# Ich (w), suche nette Biker/innen im Odenwald(kreis)



## Silvermoon (28. Juli 2006)

Hallo,
ich, weiblich/30, suche nette Bikerinnen und Biker im Odenwaldkreis, gerne auch kleine Gruppe, welcher ich mich anschließen kann.
Fahre seit einigen Jahren MTB, und mittlerweile auch seit kurzem RR, und hab eigentlich keine Lust mehr alleine durch die Gegend zu tümpeln (die Unterhaltung mit diversen Waldbewohnern verlief bisher immer recht einseitig  )!!!
Ich mag gerne diverse Trails und schöne Waldwege, Schotterpisten, Matsch und Pfützen ( ein Überbleibsel aus meiner Kindheit  )
aber die super Bergziege bin ich jetzt nicht wirklich - aus Prinzip gerne mal das Schlußlicht  ... aber ich steh dazu  
Im Vordergrund sollte schon der Spaß am Biken stehn  und nicht das Motto "wer ist zuerst dort oben!!!" 

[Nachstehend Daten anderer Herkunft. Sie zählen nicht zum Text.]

Issue #874, opened 2019-12-18
[MFTF] Cover Image name popup should not appear when logged in user is saving licensed image if preview version was saved before


chalov-anton:
### Preconditions (*)
1. Installed Magento with Adobe Stock Integration
2. Configured  integration in Stores -> Configuration -> System -> Adobe Stock Integration fieldset
### Steps to reproduce (*)
Admin user is logged in to admin panel
Navigate to cms/page page
Click Add New Page button
Expand Content fieldset
Click Show/Hide Editor button
Click Insert Image ... button
Click Search Adobe Stock button
Move mouse over the first image in the search result and click on it
User clicks 'License and Save'
Select previously saved licensed image from the Media Gallery
User clicks on 'Delete Selected'
Click "Ok" to confirm
User clicks on Search Adobe Stock
Image details section is expanded
'Save Licensed' button is shown
User signs out from Adobe IMS
'Save Preview' and 'Licence and Save' buttons are displayed
User clicks on 'Save Preview'
User click  Confirm  in popup window
Click 'Search Adobe Stock' button
User signs in to Adobe IMS
User clicks on Save Licensed
### Expected result (*)
No confirmation dialog appears, Image is saved 
Saved image is listed in Media Gallery
### Note(*)
Related issue - https://github.com/magento/adobe-stock-integration/issues/866
Test on Cucumber Studio - https://studio.cucumber.io/projects/131313/test-plan/folders/1054245/scenarios/3995935

Issue #866, opened 2019-12-13
Image name popup should not appear when logged in user is saving licensed image if preview version was saved before


sivaschenko:
### Preconditions (*)
1. Installed Magento with Adobe Stock Integration
2. Configured integration in Stores -> Configuration -> System -> Adobe Stock Integration fieldset

### Steps to reproduce (*)
1. Login to Admin Panel
2. Open Adobe Stock Integration grid from Media Gallery (i.e. Catalog -> Category -> Select Image)
3. Save preview for the image that is licensed for your account in Adobe Stock
4. Login to Adobe Stock
5. Expand preview for the image from step 3
6. Click "Save" button to save licensed version of the image

### Actual result (*)
The popup appears asking for the image name

### Expected result (*)
Popup should not appear. The preview image file should be replaced by licensed image.

PR #887, opened 2020-01-08
Do not show name confirmation for licensing image with saved preview

rogyar:
### Description (*)
This PR introduces an improvement that hides an image name prompt window in case if the image preview has been previously saved. Instead, the preview image is being replaced by the licensed image (using the name of the saved preview image).

1. #866 : Image name popup should not appear when logged in user is saving licensed image if preview version was saved before
2. #874 : [MFTF] Cover Image name popup should not appear when logged in user is saving licensed image if preview version was saved before

1. Login to Admin Panel
2. Open Adobe Stock Integration grid from Media Gallery (i.e. Catalog -> Category -> Select Image)
3. Save preview for the image that is licensed for your account in Adobe Stock
4. Login to Adobe Stock
5. Expand preview for the image from step 3
6. Click "Save" button to save licensed version of the image

The image name prompt window will not appear. The preview image file will be replaced by the licensed image.


sivaschenko (approved):

sivaschenko:
Hi @rogyar , thanks for the pull request! Is there anything else you'd like to add to it?

sivaschenko (approved):

Issue #830, opened 2019-12-03
Add "Unlicensed" overlay to media gallery grid


sivaschenko:
### See more information in the story:

https://github.com/magento/adobe-stock-integration/issues/460

### Preconditions
1. Install Magento with Adobe Stock Integration
2. Save at least one Adobe Stock image preview to media gallery

### Steps to reproduce (*)
1. Login to Admin Panel
2. Select "Media Gallery Development" from the menu on the right

### Actual result (*)

Images do not include any overlay labels:

![image](https://user-images.githubusercontent.com/2028541/70070972-6f2e6c80-15ec-11ea-9330-ed1d9b07bc30.png)

### Expected result (*)

Images that are saved from Adobe Stock and are not licensed should have "Unlicensed" red overlay label:

![image](https://user-images.githubusercontent.com/2028541/70071106-b61c6200-15ec-11ea-9ce3-b4bc53a8bb90.png)

filmaj:
To clarify, preconditions here include:

- user must be signed into Adobe IMS
- user has saved an image preview

Is the above correct?

sivaschenko:
@filmaj the second precondition is correct. The first one is not - the information about unlicensed assets in media gallery should be retrieved from Magento database (not from API as on Adobe Stock grid) so the login is not required.

Preconditions are updated accordingly

filmaj:
Just a point of clarification: is the licensed/unlicensed DB field implemented already or does that still need to be implemented? And if so, which issue is that tracked in?

sivaschenko:
@filmaj the source field is `adobe_stock_asset.is_licensed` (already there)

PR #892, opened 2020-01-10
Add "Unlicensed" overlay to media gallery grid

Nazar65:
### Description (*)
Add "Unlicensed" overlay to media gallery grid 

1. magento/adobe-stock-integration#830:Add "Unlicensed" overlay to media gallery grid
2. ...

    Login to Admin Panel
    Select "Media Gallery Development" from the menu on the right

### Actual result (*)

Images that are saved from Adobe Stock and are not licensed should have "Unlicensed" red overlay label:
DeepinScreenshot_select-area_20200116142536


AdobeStockImage/Model/AssetIndexer.php
```diff
@@ -0,0 +1,139 @@
+<?php
+/**
+ * Copyright © Magento, Inc. All rights reserved.
+ * See COPYING.txt for license details.
+ */
+declare(strict_types=1);
+
+namespace Magento\AdobeStockImage\Model;
+
+use Magento\AdobeStockAsset\Model\AssetRepository;
```
sivaschenko: Please use the AssetRepositoryInterface instead

MediaGalleryUi/Model/ImagesIndexer.php
```diff
@@ -54,6 +54,7 @@ public function __construct(
      */
     public function execute(): void
     {
+        ksort($this->indexers);
```
sivaschenko: please move sorting to assignment to perform it only once

AdobeStockImage/composer.json
```diff
@@ -6,8 +6,10 @@
         "magento/framework": "*",
         "magento/module-adobe-stock-client-api": "*",
         "magento/module-adobe-stock-asset-api": "*",
+        "magento/module-adobe-stock-asset": "*",
```
sivaschenko: Dependency should not include `magento/module-adobe-stock-asset` module

AdobeStockImage/etc/di.xml
```diff
@@ -47,4 +47,11 @@
             </argument>
         </arguments>
     </type>
+    <type name="Magento\MediaGalleryUi\Model\ImagesIndexer">
```
sivaschenko: An interface should be created in MediaGalleryUiApi module and used in di instead of actual implementation class

MediaGalleryUi/Model/AssetIndexer.php
```diff
@@ -71,13 +71,16 @@ public function __construct(
     public function execute(\SplFileInfo $item): void
     {
         $file = $item->getPath() . '/' . $item->getFileName();
+        $relativePath = $this->getMediaDirectory()->getRelativePath($file);
 
+        $path = dirname($relativePath) === '.' ? '/' . $relativePath : $relativePath;
```
sivaschenko: Please extract path calculation to the `private function getPath(\SplFileInfo $item): string`

MediaGalleryUi/view/adminhtml/ui_component/media_gallery_listing.xml
```diff
@@ -94,6 +94,7 @@
         <column name="overlay" component="Magento_Ui/js/grid/columns/overlay">
             <settings>
                 <label translate="true">Overlay</label>
+                <bodyTmpl>Magento_MediaGalleryUi/grid/columns/overlay</bodyTmpl>
```
sivaschenko: It's possible to use `overlay` key in the grid data to output the required overlay without the need to override body template:
 - `overlay: "Unlicensed"` results into "Unlicensed" overlay
- `overlay: false` (or just missing the overlay key) results into no overlay

sivaschenko (changes requested):
Hi @Nazar65 thanks for the pull request! Please see my review comments

AdobeStockImage/Model/AssetIndexer.php
```diff
@@ -0,0 +1,164 @@
...
+    public function execute(\SplFileInfo $item): void
+    {
+        $mediaAsset = $this->getByPathCommand->execute($this->getPathFormMediaAsset($item));
+
+        $this->searchCriteriaBuilder->addFilter('media_gallery_id', $mediaAsset->getId());
+        $searchCriteria = $this->searchCriteriaBuilder->create();
+
+        $assets = $this->assetRepository->getList($searchCriteria)->getItems();
+
+        if (count($assets) > 0) {
```
sivaschenko: I don't think this check is necessary, if $assets is an empty array the foreach loop will be simply skipped

AdobeStockImage/Model/AssetIndexer.php
```diff
@@ -0,0 +1,164 @@
...
+     *
+     * @param \SplFileInfo $item
+     * @return string
+     */
+    private function getPathFormMediaAsset(\SplFileInfo $item): string
+    {
+        $path = $this->getMediaDirectory()->getRelativePath($item->getPath() . '/' . $item->getFileName());
+
+        if ($this->driver->getParentDirectory($path) === '.') {
+            $path = '/' . $path;
```
sivaschenko, line 125: It's not clear to me why do we need this transformation, can you please provide an example

MediaGalleryUi/Console/Command/IndexAssets.php
```diff
@@ -44,6 +56,7 @@ protected function configure()
      */
     protected function execute(InputInterface $input, OutputInterface $output)
     {
+        $this->state->setAreaCode(Area::AREA_ADMINHTML);
```
sivaschenko: Do we need to set area code in the command if it's also emulated in `UpdateAssetInGrid.php` ?

MediaGalleryUi/Ui/Component/Listing/Columns/UnlicensedOverlay.php
```diff
@@ -0,0 +1,67 @@
...
+     */
+    private function isLicensed(array $item): bool
+    {
+        $isLicensed = true;
+
+        if (isset($item['licensed']) &&  !$item['licensed']) {
+            $isLicensed = false;
+        }
+
+        return $isLicensed;
```
sivaschenko:
```suggestion
        return isset($item['licensed']) && $item['licensed'];
```

sivaschenko (changes requested):
Thanks for updates @Nazar65 ! Please see my review comments

MediaGalleryUi/Console/Command/IndexAssets.php
Nazar65: When I try save asset without area code exception is shown
DeepinScreenshot_select-area_20200116151447

sivaschenko (approved):

PR #899, opened 2020-01-20
Moved media gallery to the slide panel

sivaschenko:
The new media gallery is now moved to a slide panel.

To work with the new media gallery - ensure "Stores -> Configuration -> Advanced -> System -> Enhanced Media Gallery -> Enabled" is set to "Yes"

To switch to the old media gallery - set "Stores -> Configuration -> Advanced -> System -> Enhanced Media Gallery -> Enabled" to "No"


MediaGalleryUi/Plugin/UpdateOpenDialogUrl.php
```diff
@@ -0,0 +1,58 @@
...
+    {
+        if (!$this->config->isEnabled()) {
+            return;
+        }
+
+        $data = $component->getData();
+
+        $data['config']['mediaGallery']['openDialogUrl'] = $this->url->getUrl(
+            'media_gallery/index/index',
+            ['_secure' => true]
```
Nazar65: If we will have a non secure connection ? will url be correct ?

Nazar65 (changes requested):

MediaGalleryUi/Plugin/UpdateOpenDialogUrl.php
sivaschenko: Thanks for pointing this out, I've removed the force secure flag

PR #939, opened 2020-01-27
create-common-const-for-index-routepath

RakeshJesadiya:
Create Common Constant for the Route Path of Media gallery Index controller.

### DIFF
--- a/MediaGalleryUi/Model/Config.php
+++ b/MediaGalleryUi/Model/Config.php
@@ -22,6 +22,11 @@ class Config implements ConfigInterface
     private const XML_PATH_ENABLED = 'system/media_gallery/enabled';
 
     /**
+     * Route Path to Media Gallery Index Controller.
+     */
+    const MEDIA_GALLERY_INDEX_ROUTE_PATH = 'media_gallery/index/index';
+
+    /**
      * @var ScopeConfigInterface
      */
     private $scopeConfig;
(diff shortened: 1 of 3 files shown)


sivaschenko (changes requested):
Hi @RakeshJesadiya thanks for the pull request! We are planning to move the plugins to a separate module. I think it's better not to link them with the configuration at this time.

MediaGalleryUi/Plugin/UpdateOpenDialogUrl.php
```diff
@@ -8,8 +8,9 @@
 namespace Magento\MediaGalleryUi\Plugin;
 
 use Magento\Framework\UrlInterface;
-use Magento\Ui\Component\Form\Element\DataType\Media\Image;
```
sivaschenko, line 11: Please do not reoder `use` blocks (or reorder it by alphabet)

MediaGalleryUi/Model/Config.php
```diff
@@ -21,6 +21,11 @@ class Config implements ConfigInterface
      */
     private const XML_PATH_ENABLED = 'system/media_gallery/enabled';
 
+    /**
+     * Route Path to Media Gallery Index Controller.
+     */
+    const MEDIA_GALLERY_INDEX_ROUTE_PATH = 'media_gallery/index/index';
```
sivaschenko, line 27: Please create two private constants instead of one public - there is a possibility the URLs can be different for openDialog and wysiwyg

sivaschenko (changes requested):
Thanks for the pull request @RakeshJesadiya ! Please see my review comments

sivaschenko:
Closing due to inactivity

Issue #933, opened 2020-01-24
Adobe stock icon is broken in media gallery after index


sivaschenko:
### Preconditions (*)
1. Install Magento and Adobe Stock Integration [See documentation](https://github.com/magento/adobe-stock-integration/wiki/Installation-Guide)

### Steps to reproduce (*)
1. Login to Admin panel
2. Turn OFF Enhanced Media Gallery (Stores -> Configuration -> Advanced -> System -> Enhanced Media Gallery)
3. Open Media Gallery (i.e. Catalog -> Category -> expand Content -> Select from Gallery button)
4. Open the menu for the preview image saved from Adobe Stock
5. Save any image preview
6. Turn ON Enhanced Media Gallery (Stores -> Configuration -> Advanced -> System -> Enhanced Media Gallery)
7. Execute `delete from media_gallery_asset_grid` on database
8. Execute `bin/magento media-gallery:index`
9. Open Media gallery again

### Expected result (*)
Adobe Stock icon should be displayed under the saved image preview

### Actual result (*)
Adobe Stock icon is broken

![image](https://user-images.githubusercontent.com/2028541/73076452-0bbb0f80-3eb6-11ea-8da6-ed41401f732b.png)

### Additional info

The icon is displayed correctly if it's added on image save instead of index operation

PR #940, opened 2020-01-30
Fix the Adobe Stock asset source icon url set by indexer

coderimus:
### Description (*)
This PR provides code and some possible business logic improvement for the enhancement media gallery image index.

**Issue related changes:**
Source image URL generates on the fly when the media gallery grid renders.

**Refactoring**
Remove source_icon_ur URL from the media grid. Remove the code which is not used for the new way of source image URL generation.

#933 

Check the information at the #933 + test save the image and media grid reindex with the enhanced media gallery being turned off.


sivaschenko (changes requested):
Thanks for the PR @coderimus 

Only source code should be stored in the grid table. The icon url should be generated on rendering

MediaGalleryUi/Model/UpdateAssetInGrid.php
```diff
@@ -98,34 +115,27 @@ private function getConnection(): AdapterInterface
     }
 
     /**
-     * Return AStock incon url if source is Adobe Stock
+     * Return AStock icon url if source is Adobe Stock
+     *
+     * @param AssetInterface $asset
      *
-     * @return ?string
+     * @return string|null ?string
```
hws47a:
```suggestion
     * @return string|null
```

MediaGalleryUi/Model/UpdateAssetInGrid.php
```diff
@@ -32,59 +33,75 @@ class UpdateAssetInGrid
...
         $this->assetRepository = $assetRepository;
-        $this->appEmulation = $emulation;
         $this->scopeConfig = $scopeConfig;
+        $this->file = $file;
+        $this->logger = $logger;
     }
 
     /**
-     * Update the grid table for the asset
+     * Update the media asst grid with additional data
```
hws47a:
```suggestion
     * Update the media asset grid with additional data
```

hws47a (changes requested):

coderimus:
@sivaschenko discussed changes according to the way the source image is presented to the grid were done. Please, review this PR.
image

MediaGalleryUi/Model/UpdateAssetInGrid.php
```diff
@@ -27,110 +24,63 @@ class UpdateAssetInGrid
...
-            true
-        );
-
-        if (!empty($asset->getSource())) {
-            $iconUrl = $this->assetRepository->getUrlWithParams(
-                'Magento_MediaGalleryUi::images/Astock.png',
-                ['_secure' => $this->getIsSecure()]
+        try {
+            $this->resource->getConnection()->insertOnDuplicate(
+                $this->resource->getTableName('media_gallery_asset_grid'),
```
hws47a, line 65: Could be better to use a constant from resource model

MediaGalleryUi/Model/UpdateAssetInGrid.php
```diff
@@ -27,110 +24,63 @@ class UpdateAssetInGrid
...
+                [
+                    'id' => $asset->getId(),
```
hws47a, line 67: Could be better to have keys as constants in resource model or interface

MediaGalleryUi/Ui/Component/Listing/Columns/ConstructSourceItemUrl.php
```diff
@@ -0,0 +1,80 @@
...
+    {
+        $sourceIconUrl = null;
+        if (!empty($this->imageSource) && isset($this->imageSource[$sourceName])) {
+            $sourceIconUrl = $this->assetRepository->getUrlWithParams(
+                $this->imageSource[$sourceName],
+                ['_secure' => $this->getIsSecure()]
+            );
+        }
+
+        return $sourceIconUrl;
```
hws47a: Could be a little simpler and cleaner like this:
```php
public function execute(string $sourceName): ?string
{
    return isset($this->imageSource[$sourceName])
        ? $this->assetRepository->getUrlWithParams(
                $this->imageSource[$sourceName],
                ['_secure' => $this->getIsSecure()]
            )
        : null;
}
```

MediaGalleryUi/Ui/Component/Listing/Columns/SourceIconProvider.php
```diff
@@ -0,0 +1,58 @@
...
+
+    /**
+     * Prepare Data Source
+     *
+     * @param array $dataSource
+     * @return array
+     */
+    public function prepareDataSource(array $dataSource): array
+    {
+        if (isset($dataSource['data']['items'])) {
```
hws47a:
```suggestion
        if (isset($dataSource['data']['items']) && is_iterable($dataSource['data']['items'])) {
```

MediaGalleryUi/Ui/Component/Listing/Columns/SourceIconProvider.php
```diff
@@ -0,0 +1,58 @@
...
+            foreach ($dataSource['data']['items'] as &$item) {
+                $item['source_icon_url'] =
+                    (isset($item['source'])) ? $this->constructSourceItemUrl->execute($item['source']) : null;
```
hws47a:
```suggestion
                    isset($item['source']) ? $this->constructSourceItemUrl->execute($item['source']) : null;
```

MediaGalleryUi/Ui/Component/Listing/Columns/UnlicensedOverlay.php
```diff
@@ -36,13 +38,14 @@ public function __construct(
...
      * @param array $dataSource
+     *
      * @return array
      */
     public function prepareDataSource(array $dataSource): array
     {
         if (isset($dataSource['data']['items'])) {
             foreach ($dataSource['data']['items'] as & $item) {
-                $item[$this->getData('name')] = (isset($item['licensed']) &&  !$item['licensed']) ? 'Unlicensed' : '';
+                $item[$this->getData('name')] = (isset($item['licensed']) && !$item['licensed']) ? 'Unlicensed' : '';
```
hws47a:
```suggestion
                $item[$this->getData('name')] = isset($item['licensed']) && !$item['licensed'] ? 'Unlicensed' : '';
```

hws47a (dismissed):
It looks good. I've written a few suggestions.

MediaGalleryUi/Model/UpdateAssetInGrid.php
coderimus: Hi @hws47a ,

Thank you for the suggestions. I implemented the majority of them except this one. Can we have a short conversation about this in comments here?

I think that putting constants into interfaces (with the api notation) and resource models (without api notations or with it) makes implementation more coupled and dependent on the source model. Also, as I can see, in this project we commonly do not use constants in interfaces or source models.

Should we change this way @sivaschenko ?

MediaGalleryUi/Model/UpdateAssetInGrid.php
sivaschenko: Сonsidering that we do not use the resource model for this indexer, I wouldn't use the resource model constants

MediaGalleryUi/Model/UpdateAssetInGrid.php
sivaschenko: Currently we don't have the model so the only place where these fields are declared is db schema. Let's discuss if we need to introduce the model/interface at the next public meeting

sivaschenko (dismissed):

hws47a (dismissed):

sivaschenko (approved):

Nimmt sich jemand meiner an   , wenn noch ein paar Tipps rüberkommen würden, wie man zur SUPER Bergziege wird, hat sich mein Einsatz zumindest in dieser Richtung schon einmal bezahlt gemacht 

Schöne Grüße - Silvermoon


----------



## Veloziraptor (28. Juli 2006)

Der Odenwald ist groß. Aber in Heidelberg gibt´s einige nette Biker, die jedem gerne die Trails zeigen. Also, wenn Du mal einen Abstecher nach Heidelberg machen willst, einfach kurz anklingeln (z.B. hier im Thread oder schreib mal den hädbänger an - der macht die besten ODW Touren)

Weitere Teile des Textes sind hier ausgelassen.